Return all lines of the data in which the string "other" occurs.

━━━━━━━━━━━━━━━━

PR #1141, opened 2023-05-03
Use gthread not gevent

longhotsummer:
* use gthread not gevent
* reduce workers to 2 and use 8 threads in each worker
* this will mean that long-running requests (eg. PDF conversion) don't block other requests

See:

* https://dev.to/lsena/gunicorn-worker-types-how-to-choose-the-right-one-4n2c 
* https://luis-sena.medium.com/gunicorn-vs-python-gil-221e673d692

### DIFF
--- a/Dockerfile
+++ b/Dockerfile
@@ -6,7 +6,7 @@ ENV PYTHONUNBUFFERED=1
 RUN apt-get update && apt-get install -y libreoffice poppler-utils
 
 # Production-only dependencies
-RUN pip install psycopg2==2.9.3 gevent==21.12.0 gunicorn==20.1.0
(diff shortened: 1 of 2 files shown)


actlikewill:
@longhotsummer I'm curious, how were you able to tell that requests were being blocked?

actlikewill (approved):

longhotsummer:
In Indigo, we could see that long-running requests just blocked all other requests. When the long running one completed, suddenly the others flooded through. In peachjam sites we haven't directly seen it, but the risk is there.

It's also based on my understanding of how the worker processes work.

Basically, gthread is more widely used and is simpler.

━━━━━━━━━━━━━━━━

◆ EXERCISE RESPONSE ◆
* this will mean that long-running requests (eg. PDF conversion) don't block other requests
In Indigo, we could see that long-running requests just blocked all other requests. When the long running one completed, suddenly the others flooded through. In peachjam sites we haven't directly seen it, but the risk is there.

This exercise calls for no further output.